Por sua vez, António Filipe, também morador, pediu a quem de direito para a remoção desses resíduos sólidos hospitalares que podem provocar doenças à comunidade devido à inalação constante de cheiro nauseabundo.

“Essa lixeira constitui uma ameaça à nossa saúde.

Muitas crianças menores de 15 anos frequentam esse espaço sem qualquer protecção facial”, referiu.

A referida lixeira dista três quilómetros do centro da cidade de Mbanza Kongo, na estrada de acesso ao município do Cuimba.

Inspecção Municipal de Saúde desconhece a situação O inspector da Direcção Municipal da Saúde em Mbanza Kongo, Nsadiso Luzolo Alemão, disse desconhecer a existência de uma lixeira contendo resíduos hospitalares no município sede.

A fonte disse à ANGOP, que apenas há dois anos em que algumas unidades sanitárias privadas foram flagradas pelas autoridades sanitárias locais e pelo Serviço de Investigação Criminal (SIC) a depositar lixo hospitalar em locais impróprios.

“De lá para cá, nunca mais registamos ocorrência do género”, acrescentou, desmentindo a denúncia dos moradores do bairro 11 de Novembro.

Revelou que em 2020 foi encontrada numa das lixeiras do município sede, parte de um corpo humano que oportunamente foi removida pelas autoridades sanitárias na circunscrição.
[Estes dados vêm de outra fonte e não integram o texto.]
PR #22598, opened 2020-07-20
Replace redirected links with the real targets in the setup section

tengqm:
For some links that are invalid forever, this PR drops them.


jimangel:
/lgtm
/approve
Thanks @tengqm !

PR #22638, opened 2020-07-22
[zh] Resync network-policy task

tengqm:
The current localization is missing the English context. This PR adds the English source back and resync the localized version.


chenrui333:
@tengqm it might be good to have some sort of tracker to tackle on these stuff one by one :)

PR #22644, opened 2020-07-22
Replaced ADD with COPY in Dockerfile

HoussemDellai:
COPY is more safe than ADD
cncf/cla: yes 
language/en 
sig/docs
size/XS


HoussemDellai:
accepted CLA (cla/linuxfoundation )
/assign @makoscafee

HoussemDellai:
approved
lgtm

PR #22659, opened 2020-07-23
Update zh/docs/setup/production-environment/container-runtimes

shonenada:
Fixed code format issues in zh/docs/setup/production-environment/container-runtimes.md.

plz review.


shonenada:
CLA signed.

PR #22664, opened 2020-07-23
Only kubectl apply manages last-applied-configuration

sslavic:
Docs were suggesting that `kubectl edit` and `kubectl patch`, besides `kubectl apply`, will keep `kubectl.kubernetes.io/last-applied-configuration` annotation up-to-date. AFAIK this is not true. Only kubectl apply maintains the annotation. This PR removes the misleading documentation.


sftim:
/sig cli

I'd like tech review on this to confirm it's definitely right.

@kubernetes/sig-cli-pr-reviews could you take a look?

seans3:
This is not right. Both `kubectl edit` and `kubectl replace` can set the `last-applied-annotation` with the `--save-config` flag.

sslavic:
My bad. Thanks for heads up @seans3 !

PR #22673, opened 2020-07-23
Fix a bug of shortcode 'glossary_definition' which selects a wrong term

### LINKED ISSUE #21039: ja: names page includes namespace glossary
**This is a Bug Report**

**Problem:**
This line includes `name` glossary.
https://github.com/kubernetes/website/blob/ba83ccc24235712d5fc14d08d18fcae5f22613fc/content/ja/docs/concepts/overview/working-with-objects/names.md#L22

However, the displayed content is `namespace` glossary.
ss_ 2020-05-18 13 14 05

**Proposed Solution:**
The contents should be `name` glossary, but I don't know how.

**Page to Update:**
https://kubernetes.io/ja/docs/concepts/overview/working-with-objects/names/

shuuji3:
Fixes #21039.

**Description**
There is a bug in [`glossary_definition` shortcode](https://github.com/kubernetes/website/blob/master/layouts/shortcodes/glossary_definition.html) where a wrong definition is selected in case some specific `term_id` is used.

For example, when we specify `{{< glossary_definition term_id="name" length="all" >}}`, this shortcode select [`namespace.md`](https://github.com/kubernetes/website/blob/master/content/ja/docs/reference/glossary/namespace.md) instead of [`name.md`](https://github.com/kubernetes/website/blob/master/content/ja/docs/reference/glossary/name.md). This is the bug found in #21039.

**Cause and solution**
This shortcode searches a Markdown file whose name has the string specified in `term_id` attribute (by `"%s*"`). But in this case, this blob selects a wrong file because `namespace.md` is smaller than `name.md` if they are sorted alphabetically. Replacing `"%s*"` with `"%s.md"` should fix this bug.

**Comments**
I confirmed this fixes #21039. But this change affects all the localizations not only Japanese pages. We need to check if this change will not make any regressions. Some localization pages may rely on`"%s*"`.

This could be done for example by grepping `{{< glossary_definition term_id="name" ...` or something.

### DIFF
--- a/layouts/shortcodes/glossary_definition.html
+++ b/layouts/shortcodes/glossary_definition.html
@@ -4,7 +4,7 @@
 {{- $prepend := .Get "prepend" }}
 {{- $glossaryBundle := site.GetPage "page" "docs/reference/glossary" -}}
 {{- $glossaryItems :=  $glossaryBundle.Resources.ByType "page" -}}
-{{- $term_info := $glossaryItems.GetMatch (printf "%s*" $id ) -}}
+{{- $term_info := $glossaryItems.GetMatch (printf "%s.md" $id ) -}}
 {{- if not $term_info -}}
 {{- errorf "[%s] %q: %q is not a valid glossary term_id, see ./docs/reference/glossary/* for a full list" site.Language.Lang .Page.Path $id -}}
 {{- end -}}


sftim:
/lgtm

I think the bugfix is more important than any regressions (which, I think, are actually existing bugs surfacing).

shuuji3:
> I think the bugfix is more important than any regressions (which, I think, are actually existing bugs surfacing).

Right. :slightly_smiling_face: It's OK to merge this.

Also, it seems no regression here.
```shell
/content $ for file in $(find . -type f -name '*.md'); do
      egrep '{{< glossary_definition' "$file" | sed -E 's/^.+?term_id="([^"]+?)".+?$/\1/g'
done | sort | uniq
```

```shell
cloud-controller-manager
cluster
configmap
container-runtime
controller
etcd
ingress
kube-apiserver
kube-controller-manager
kubelet
kube-proxy
kube-scheduler
name
service
service-catalog
statefulset
uid
```

These terms are all in `/content/en/docs/reference/glossary` with suffix `.md`

PR #22702, opened 2020-07-24
Use more real container examples

ebriand:
Hey 👋 

I made this PR to change the requests and limits example to be a more "realistic" example since making a Pod with a Database and a Wordpress inside is not a good practice 😅 

I propose as an example to use a application container with a log aggregator as sidecar container 😃


jimangel:
I agree with @sftim's comments but don't think they are blocking. I would gladly accept a follow up PR. Thanks!

/lgtm
/approve

PR #598, opened 2021-01-28
Always produce in.xml file for inspection of HPXML defaults

shorowit:
## Pull Request Description

Always produce the `in.xml` file for inspection of HPXML defaults used. Previously only generated if the "debug" argument was used, but the debug flag turns on other stuff that may slow down the runtime, so this allows access to in.xml without impacting runtime. **Breaking change**: The HPXMLtoOpenStudio measure argument "output_dir" is now required.

## Checklist

Not all may apply:


shorowit:
@joseph-robertson Does this seem okay to you (note the breaking change)? It should allow ResStock to calculate cost multipliers off the in.xml without having to use the debug flag.

joseph-robertson (approved):

PR #602, opened 2021-01-29
BuildResidentialHPXML measure: Consolidate efficiency arguments

### LINKED ISSUE #601: BuildResidentialHPXML measure: Combine `clothes_washer` efficiency arguments into single argument
https://github.com/NREL/OpenStudio-HPXML/blob/6def3dca9f68ec87d7bc068d2d5991a5fd9c2a76/BuildResidentialHPXML/measure.rb#L2267-L2279

joseph-robertson:
## Pull Request Description

Consolidates many arguments:
- cooling_system_cooling_efficiency (seer and eer)
- heat_pump_heating_efficiency (hspf and cop)
- heat_pump_cooling_efficiency (seer and eer)
- dishwasher_efficiency (ef and kwh)
- clothes_washer_efficiency (mef and imef; closes #601)
- mech_vent_recovery_efficiency_type

## Checklist

Not all may apply:


shorowit:
@joseph-robertson This is a good change and was probably an oversight that we hadn't previously combined the arguments.

It makes me think that we should go ahead and do this across _all_ the other technologies. I think at one point we maybe had separate inputs for some some efficiency values because they might have different default values/units. But now I'm thinking that just makes things more complicated. How would you feel about combining arguments for the below list?
- cooling_system_cooling_efficiency (seer and eer)
- heat_pump_heating_efficiency (hspf and cop)
- heat_pump_cooling_efficiency (seer and eer)
- dishwasher_efficiency (ef and kwh)
- mech_vent_recovery_efficiency_type (combine total and sensible, no need to allow adjusted for one and unadjusted for the other)
If the different types being combined have different units, we can just describe the combined units as "FOO or BAR".

BuildResidentialHPXML/measure.rb
```diff
@@ -1025,18 +1029,17 @@ def arguments(model)
...
 
-    arg = OpenStudio::Measure::OSArgument::makeDoubleArgument('cooling_system_cooling_efficiency_eer', true)
-    arg.setDisplayName('Cooling System: Rated EER')
-    arg.setUnits('EER')
-    arg.setDescription("The rated efficiency value of the #{HPXML::HVACTypeRoomAirConditioner} cooling system.")
-    arg.setDefaultValue(8.5)
+    arg = OpenStudio::Measure::OSArgument::makeDoubleArgument('cooling_system_cooling_efficiency', true)
+    arg.setDisplayName('Cooling System: Efficiency')
+    arg.setUnits("#{HPXML::UnitsSEER} or #{HPXML::UnitsEER}")
+    arg.setDescription('The rated efficiency value of the cooling system.')
```
shorowit, line 1041: Need to retain which system types use SEER and which use EER in the argument description.

BuildResidentialHPXML/measure.rb
```diff
@@ -1104,32 +1111,30 @@ def arguments(model)
...
 
-    arg = OpenStudio::Measure::OSArgument::makeDoubleArgument('heat_pump_heating_efficiency_cop', true)
-    arg.setDisplayName('Heat Pump: Rated Heating COP')
-    arg.setUnits('COP')
-    arg.setDescription("The rated heating efficiency value of the #{HPXML::HVACTypeHeatPumpGroundToAir} heat pump.")
-    arg.setDefaultValue(3.6)
+    arg = OpenStudio::Measure::OSArgument::makeDoubleArgument('heat_pump_heating_efficiency', true)
+    arg.setDisplayName('Heat Pump: Heating Efficiency')
+    arg.setUnits("#{HPXML::UnitsHSPF} or #{HPXML::UnitsCOP}")
+    arg.setDescription('The rated heating efficiency value of the heat pump.')
```
shorowit, line 1123: Same comment as above.

BuildResidentialHPXML/measure.rb
```diff
@@ -1104,32 +1111,30 @@ def arguments(model)
...
     args << arg
 
-    arg = OpenStudio::Measure::OSArgument::makeDoubleArgument('heat_pump_cooling_efficiency_eer', true)
-    arg.setDisplayName('Heat Pump: Rated Cooling EER')
-    arg.setUnits('EER')
-    arg.setDescription("The rated cooling efficiency value of the #{HPXML::HVACTypeHeatPumpGroundToAir} heat pump.")
-    arg.setDefaultValue(16.6)
+    arg = OpenStudio::Measure::OSArgument::makeDoubleArgument('heat_pump_cooling_efficiency', true)
+    arg.setDisplayName('Heat Pump: Cooling Efficiency')
+    arg.setUnits("#{HPXML::UnitsSEER} or #{HPXML::UnitsEER}")
```
shorowit, line 1135: Same as above.

BuildResidentialHPXML/measure.rb
```diff
@@ -1418,7 +1423,7 @@ def arguments(model)
     arg.setDefaultValue(24)
     args << arg
 
-    arg = OpenStudio::Measure::OSArgument::makeChoiceArgument('mech_vent_total_recovery_efficiency_type', mech_vent_recovery_efficiency_type_choices, true)
+    arg = OpenStudio::Measure::OSArgument::makeChoiceArgument('mech_vent_recovery_efficiency_type', mech_vent_recovery_efficiency_type_choices, true)
```
shorowit, line 1426: GitHub won't let me comment below, but need to add to the total/sensible recovery efficiency argument descriptions which mech vent system types they apply to.

shorowit (commented):
Looks good, just a few minor comments.

BuildResidentialHPXML/measure.rb
joseph-robertson: Actually, why do we need the `cooling_system_cooling_efficiency_type` argument at all if the efficiency type corresponds to the system type?

BuildResidentialHPXML/measure.rb
joseph-robertson: Same question as above.

BuildResidentialHPXML/measure.rb
joseph-robertson: Same.

BuildResidentialHPXML/measure.rb
shorowit: I think it's safer. For a central air conditioner, if someone entered its EER instead of SEER, they would get an incorrect simulation result if we removed the argument and not even realize that the value was treated as a SEER. But as it stands now, if they entered EER instead of SEER, they would get an error that SEER is expected.

BuildResidentialHPXML/measure.rb
```diff
@@ -1025,18 +1029,17 @@ def arguments(model)
...
 
-    arg = OpenStudio::Measure::OSArgument::makeDoubleArgument('cooling_system_cooling_efficiency_eer', true)
-    arg.setDisplayName('Cooling System: Rated EER')
-    arg.setUnits('EER')
-    arg.setDescription("The rated efficiency value of the #{HPXML::HVACTypeRoomAirConditioner} cooling system.")
-    arg.setDefaultValue(8.5)
+    arg = OpenStudio::Measure::OSArgument::makeDoubleArgument('cooling_system_cooling_efficiency', true)
+    arg.setDisplayName('Cooling System: Efficiency')
+    arg.setUnits("#{HPXML::UnitsSEER} or #{HPXML::UnitsEER}")
+    arg.setDescription("The rated efficiency value of the cooling system. System types #{HPXML::HVACTypeCentralAirConditioner} and #{HPXML::HVACTypeMiniSplitAirConditioner} use #{HPXML::UnitsSEER}. System type #{HPXML::HVACTypeRoomAirConditioner} uses #{HPXML::UnitsEER}.")
```
shorowit, line 1041: The description of which system types use which efficiency metrics should really go with the above argument, not this one. Same comment presumably applies to some arguments below.

Also, it's probably confusing to a user that it doesn't say anything about evaporative coolers. We should say that these arguments are ignored for them. (Alternatively we could make the arguments optional, but that makes me a bit nervous.)

shorowit (approved):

Administração promete responsabilizar os infractores

A  Administração Municipal de Mbanza Kongo prometeu trabalhar para identificar e responsabilizar os autores desse acto considerado transgressão administrativa.

Para o director municipal do Ambiente e Saneamento Básico, Pedro Divayica Tomás, as unidades sanitárias quer públicas como privadas são constantemente advertidas para a deposição adequada do lixo hospitalar produzido por essas instituições.

“Voltamos a apelar aos centros médicos, postos de saúde, farmácias e hospitais existentes na nossa cidade para evitarem depositar o lixo hospitalar ao ar livre, por constituir uma ameaça à saúde pública”, aconselhou.

Para o responsável, quem for apanhado a proceder desta forma será responsabilizado e multado, de acordo com as normas de transgressão administrativa em vigor.

Informou que a Administração Municipal já identificou na localidade do Lambu, arredores da cidade de Mbanza Kongo, um espaço de sete hectares onde será construído um aterro sanitário para se acabar com tais práticas.

Acrescentou que a construção de um aterro sanitário consta dos projectos inscritos pela Administração Municipal para a segunda fase da implementação do Plano Integrado de Intervenção nos Municípios (PIIM).

O município de Mbanza Kongo não dispõe de um aterro sanitário, desde a era colonial.

O lixo produzido é depositado em contentores para depois ser transportado para os arredores da cidade onde é incinerado.

A cidade possui 21 contentores metálicos de cinco metros cúbicos cada, distribuídos pelos bairros Sagrada Esperança, Álvaro Buta, 11 de Novembro, 4 Fevereiro e Martins Kidito.

De acordo com a fonte, diariamente, são recolhidas mais de 100 toneladas de lixo.

Mbanza Kongo tem uma população estimada em mais de 155 mil habitantes.